Records supplied Block Start

PR #10605, opened 2026-05-14
Make test DB dump output more stable

zhiltsov-max:
## Summary

Make the test DB fixture (`tests/python/shared/assets/cvat_db/data.json`) easy to update without manual cleanup of spurious diffs.

* Add `tests/python/shared/utils/dump_test_db.py`, a wrapper around `manage.py dumpdata` that post-processes the output for stable diffs:
  * records sorted alphabetically by `(model, pk)`;
  * field keys sorted alphabetically per record;
  * known unordered many-to-many fields (e.g. `auth.user.groups`) sorted;
  * trailing `.000` milliseconds (a `dumpdata` → `loaddata` → `dumpdata` round-trip artifact in `DjangoJSONEncoder`) stripped so the round-trip becomes idempotent.
* By default, preserve volatile timestamp fields (`last_login`, `*_updated_date`, `last_used_date`, ...) from the existing `data.json` so re-dumping after a no-op test run produces zero diff. Use `--refresh-volatile` to take new values instead.
* Add `loaddata_sorted` management command (`cvat/apps/engine/management/commands/loaddata_sorted.py`) that topologically reorders the JSON fixture by FK dependencies via `django.core.serializers.sort_dependencies` before calling `loaddata`. This lets us commit `data.json` in any order (alphabetical for stable diffs across schema changes) and still load it correctly when natural-foreign keys point at not-yet-loaded NOT NULL columns. Supports reading the fixture from stdin (`-`, default) or a file path.
* Wire `dump_db()` in `tests/python/shared/fixtures/init.py` to call `dump_test_db.py`; wire the test bootstrap (`local_start` / `kube_start`) to use `loaddata_sorted` instead of plain `loaddata`.
* Update `tests/python/README.md` backup and restore snippets accordingly.
* Re-dump `tests/python/shared/assets/cvat_db/data.json` with the new layout (alphabetical, idempotent).

## Test plan

- [ ] `python tests/python/shared/utils/dump_test_db.py --help` shows new options.
- [ ] `pytest tests/python --start-services --rebuild` brings up the test stack and loads `data.json` via `loaddata_sorted` without integrity errors.
- [ ] On a freshly-restored test DB, `python tests/python/shared/utils/dump_test_db.py` produces zero diff vs the committed `data.json`.
- [ ] `pytest tests/python --dumpdb` writes a `data.json` that round-trips (re-running produces no further diff).
- [ ] `cat tests/python/shared/assets/cvat_db/data.json | docker exec -i test_cvat_server_1 sh -c "./manage.py flush --no-input && ./manage.py loaddata_sorted"` reports `Installed 1786 object(s) from 1 fixture(s)`.


zhiltsov-max:
@codex review

nmanovic:
@zhiltsov-max , can we try to explore custom serializer? Basically, we can try to redefine different methods of https://docs.djangoproject.com/en/5.2/topics/serialization/#custom-serialization-formats. One way to do that is to inherit https://github.com/django/django/blob/stable/5.2.x/django/core/serializers/json.py and modify order and values of serialized values. It looks like a recommended way to modify an output format of dumpdata command.

nmanovic:
@zhiltsov-max , another idea is to use jsonl format. It will be easy to sort.

zhiltsov-max:
@nmanovic, I think the same sorting for fields and filtering for volatile fields can be implemented via custom serializers. It's easy to sort the output, but the real issue is on the import (`loaddata`) side though - it requires the referenced to models to be loaded before the referencing models. Otherwise, there will be errors about missing objects. It can potentially be solved by using a custom loader that sorts the data, I just thought that we don't want to maintain such a solution. I'll check, maybe it can be a simple command or script.

Django docs do say about a similar situation - https://docs.djangoproject.com/en/5.2/topics/serialization/#natural-keys-and-forward-references, but the solution requires each FK relationship to be nullable.

Using jsonl doesn't look a very good idea to me. It will be hell to review and merge manually. Sorting isn't really a difficult task here.

zhiltsov-max:
Ok, I added a customized version of loaddata that sorts the inputs before importing. The script is quite simple, so I think we can keep it.

cvat/apps/engine/management/commands/loaddata_sorted.py
```diff
@@ -0,0 +1,79 @@
...
+
+        ordered_models = sort_dependencies(list(models_by_app.items()), allow_cycles=True)
+
+        reordered = [
+            record
+            for model in ordered_models
+            for record in models_by_name[f"{model._meta.app_label}.{model._meta.model_name}"]
+        ]
+
+        tmp_path = Path(tempfile.gettempdir()) / f"loaddata_sorted_{input_filename}.json"
```
SpecLad: You didn't delete this temporary directory (also, it seems wasteful to create a directory for just one file).

zhiltsov-max: Agree, updated.

tests/python/shared/utils/dump_test_db.py
```diff
@@ -0,0 +1,285 @@
...
+)
+
+# Fields whose value changes on every dump even when no test-relevant state
+# has changed (auto_now timestamps, last-login markers, etc.). When
+# preservation is enabled the script copies these values from the existing
+# data.json so that re-dumping an unchanged DB produces no diff.
+VOLATILE_FIELDS: dict[str, frozenset[str]] = {
+    "auth.user": frozenset({"last_login"}),
+    "engine.profile": frozenset({"last_activity_date"}),
+    "engine.project": frozenset({"updated_date", "assignee_updated_date"}),
```
SpecLad: Can we just put a blanket ignore on `updated_date` and `*_updated_date` for all models?

tests/python/shared/utils/dump_test_db.py
```diff
@@ -0,0 +1,285 @@
...
+    source_group = parser.add_mutually_exclusive_group()
+    source_group.add_argument(
+        "--from-file",
+        type=Path,
+        help="Read pre-existing dumpdata JSON from this file instead of running docker exec.",
+    )
+    source_group.add_argument(
+        "--from-stdin",
+        action="store_true",
+        help="Read pre-existing dumpdata JSON from stdin.",
```
SpecLad: Seems like for consistency this should be replaced with `--from-file -`.

tests/python/README.md
```diff
@@ -83,15 +83,17 @@ To backup DB and data volume, please use commands below.
...
 
-> Note: if you won't be use --indent options or will be use with other value
-> it potentially will lead to problems with merging of this file with other branch.
+`dump_test_db.py` runs `manage.py dumpdata` inside the test container and
+post-processes the output for stable diffs: records are sorted by
+`(model, pk)`, field keys are sorted alphabetically, and volatile
+timestamp fields (`last_login`, `*_updated_date`, ...) are preserved from
+the existing `data.json` so a re-dump after a no-op test run produces zero
+diff. Pass `--refresh-volatile` to take new timestamps from the dump
+instead, or `--help` for other options.
```
SpecLad: IMO, this comment is redundant with what is already documented in the script itself.

tests/python/shared/utils/dump_test_db.py
zhiltsov-max: I think we could, but it's quite a weak heuristic.

tests/python/shared/utils/dump_test_db.py
zhiltsov-max: Updated

tests/python/README.md
zhiltsov-max: Updated

tests/python/shared/utils/dump_test_db.py
zhiltsov-max: Updated

SpecLad (approved):

tests/python/shared/utils/dump_test_db.py
```diff
@@ -134,6 +134,8 @@
 # round-trip is idempotent.
 ZERO_MS_PATTERN = r"^(\d{4}-\d{2}-\d{2}T\d{2}:\d{2}:\d{2})\.000(Z|[+-]\d{2}:\d{2})$"
 
+_DEFAULT = object()
```
SpecLad, line 137: FYI, [sentinels](https://peps.python.org/pep-0661/) have been approved for Python 3.15, and you can already use them via typing-extensions.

Records supplied Block End

* [Problem details]
Your job is to reproduce the data in full, with every line intact.

* [Result below]
PR #10605, opened 2026-05-14
Make test DB dump output more stable

zhiltsov-max:
## Summary

Make the test DB fixture (`tests/python/shared/assets/cvat_db/data.json`) easy to update without manual cleanup of spurious diffs.

* Add `tests/python/shared/utils/dump_test_db.py`, a wrapper around `manage.py dumpdata` that post-processes the output for stable diffs:
  * records sorted alphabetically by `(model, pk)`;
  * field keys sorted alphabetically per record;
  * known unordered many-to-many fields (e.g. `auth.user.groups`) sorted;
  * trailing `.000` milliseconds (a `dumpdata` → `loaddata` → `dumpdata` round-trip artifact in `DjangoJSONEncoder`) stripped so the round-trip becomes idempotent.
* By default, preserve volatile timestamp fields (`last_login`, `*_updated_date`, `last_used_date`, ...) from the existing `data.json` so re-dumping after a no-op test run produces zero diff. Use `--refresh-volatile` to take new values instead.
* Add `loaddata_sorted` management command (`cvat/apps/engine/management/commands/loaddata_sorted.py`) that topologically reorders the JSON fixture by FK dependencies via `django.core.serializers.sort_dependencies` before calling `loaddata`. This lets us commit `data.json` in any order (alphabetical for stable diffs across schema changes) and still load it correctly when natural-foreign keys point at not-yet-loaded NOT NULL columns. Supports reading the fixture from stdin (`-`, default) or a file path.
* Wire `dump_db()` in `tests/python/shared/fixtures/init.py` to call `dump_test_db.py`; wire the test bootstrap (`local_start` / `kube_start`) to use `loaddata_sorted` instead of plain `loaddata`.
* Update `tests/python/README.md` backup and restore snippets accordingly.
* Re-dump `tests/python/shared/assets/cvat_db/data.json` with the new layout (alphabetical, idempotent).

## Test plan

- [ ] `python tests/python/shared/utils/dump_test_db.py --help` shows new options.
- [ ] `pytest tests/python --start-services --rebuild` brings up the test stack and loads `data.json` via `loaddata_sorted` without integrity errors.
- [ ] On a freshly-restored test DB, `python tests/python/shared/utils/dump_test_db.py` produces zero diff vs the committed `data.json`.
- [ ] `pytest tests/python --dumpdb` writes a `data.json` that round-trips (re-running produces no further diff).
- [ ] `cat tests/python/shared/assets/cvat_db/data.json | docker exec -i test_cvat_server_1 sh -c "./manage.py flush --no-input && ./manage.py loaddata_sorted"` reports `Installed 1786 object(s) from 1 fixture(s)`.


zhiltsov-max:
@codex review

nmanovic:
@zhiltsov-max , can we try to explore custom serializer? Basically, we can try to redefine different methods of https://docs.djangoproject.com/en/5.2/topics/serialization/#custom-serialization-formats. One way to do that is to inherit https://github.com/django/django/blob/stable/5.2.x/django/core/serializers/json.py and modify order and values of serialized values. It looks like a recommended way to modify an output format of dumpdata command.

nmanovic:
@zhiltsov-max , another idea is to use jsonl format. It will be easy to sort.

zhiltsov-max:
@nmanovic, I think the same sorting for fields and filtering for volatile fields can be implemented via custom serializers. It's easy to sort the output, but the real issue is on the import (`loaddata`) side though - it requires the referenced to models to be loaded before the referencing models. Otherwise, there will be errors about missing objects. It can potentially be solved by using a custom loader that sorts the data, I just thought that we don't want to maintain such a solution. I'll check, maybe it can be a simple command or script.

Django docs do say about a similar situation - https://docs.djangoproject.com/en/5.2/topics/serialization/#natural-keys-and-forward-references, but the solution requires each FK relationship to be nullable.

Using jsonl doesn't look a very good idea to me. It will be hell to review and merge manually. Sorting isn't really a difficult task here.

zhiltsov-max:
Ok, I added a customized version of loaddata that sorts the inputs before importing. The script is quite simple, so I think we can keep it.

cvat/apps/engine/management/commands/loaddata_sorted.py
```diff
@@ -0,0 +1,79 @@
...
+
+        ordered_models = sort_dependencies(list(models_by_app.items()), allow_cycles=True)
+
+        reordered = [
+            record
+            for model in ordered_models
+            for record in models_by_name[f"{model._meta.app_label}.{model._meta.model_name}"]
+        ]
+
+        tmp_path = Path(tempfile.gettempdir()) / f"loaddata_sorted_{input_filename}.json"
```
SpecLad: You didn't delete this temporary directory (also, it seems wasteful to create a directory for just one file).

zhiltsov-max: Agree, updated.

tests/python/shared/utils/dump_test_db.py
```diff
@@ -0,0 +1,285 @@
...
+)
+
+# Fields whose value changes on every dump even when no test-relevant state
+# has changed (auto_now timestamps, last-login markers, etc.). When
+# preservation is enabled the script copies these values from the existing
+# data.json so that re-dumping an unchanged DB produces no diff.
+VOLATILE_FIELDS: dict[str, frozenset[str]] = {
+    "auth.user": frozenset({"last_login"}),
+    "engine.profile": frozenset({"last_activity_date"}),
+    "engine.project": frozenset({"updated_date", "assignee_updated_date"}),
```
SpecLad: Can we just put a blanket ignore on `updated_date` and `*_updated_date` for all models?

tests/python/shared/utils/dump_test_db.py
```diff
@@ -0,0 +1,285 @@
...
+    source_group = parser.add_mutually_exclusive_group()
+    source_group.add_argument(
+        "--from-file",
+        type=Path,
+        help="Read pre-existing dumpdata JSON from this file instead of running docker exec.",
+    )
+    source_group.add_argument(
+        "--from-stdin",
+        action="store_true",
+        help="Read pre-existing dumpdata JSON from stdin.",
```
SpecLad: Seems like for consistency this should be replaced with `--from-file -`.

tests/python/README.md
```diff
@@ -83,15 +83,17 @@ To backup DB and data volume, please use commands below.
...
 
-> Note: if you won't be use --indent options or will be use with other value
-> it potentially will lead to problems with merging of this file with other branch.
+`dump_test_db.py` runs `manage.py dumpdata` inside the test container and
+post-processes the output for stable diffs: records are sorted by
+`(model, pk)`, field keys are sorted alphabetically, and volatile
+timestamp fields (`last_login`, `*_updated_date`, ...) are preserved from
+the existing `data.json` so a re-dump after a no-op test run produces zero
+diff. Pass `--refresh-volatile` to take new timestamps from the dump
+instead, or `--help` for other options.
```
SpecLad: IMO, this comment is redundant with what is already documented in the script itself.

tests/python/shared/utils/dump_test_db.py
zhiltsov-max: I think we could, but it's quite a weak heuristic.

tests/python/shared/utils/dump_test_db.py
zhiltsov-max: Updated

tests/python/README.md
zhiltsov-max: Updated

tests/python/shared/utils/dump_test_db.py
zhiltsov-max: Updated

SpecLad (approved):

tests/python/shared/utils/dump_test_db.py
```diff
@@ -134,6 +134,8 @@
 # round-trip is idempotent.
 ZERO_MS_PATTERN = r"^(\d{4}-\d{2}-\d{2}T\d{2}:\d{2}:\d{2})\.000(Z|[+-]\d{2}:\d{2})$"
 
+_DEFAULT = object()
```
SpecLad, line 137: FYI, [sentinels](https://peps.python.org/pep-0661/) have been approved for Python 3.15, and you can already use them via typing-extensions.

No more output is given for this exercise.